• _Problem details_:
Nothing should be omitted: restate the full listing word for word.

• _Supplied material_:
PR #15150, opened 2024-01-02
Fix return value type in `send_webhook_using_aws_sqs`

przlada:
I want to merge this change because it addresses the issue related to the return value type from the `send_webhook_using_aws_sqs` function. The problem is resolved by JSON encoding the SQS response.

• _Answer space_:
PR #15150, opened 2024-01-02
Fix return value type in `send_webhook_using_aws_sqs`

przlada:
I want to merge this change because it addresses the issue related to the return value type from the `send_webhook_using_aws_sqs` function. The problem is resolved by JSON encoding the SQS response.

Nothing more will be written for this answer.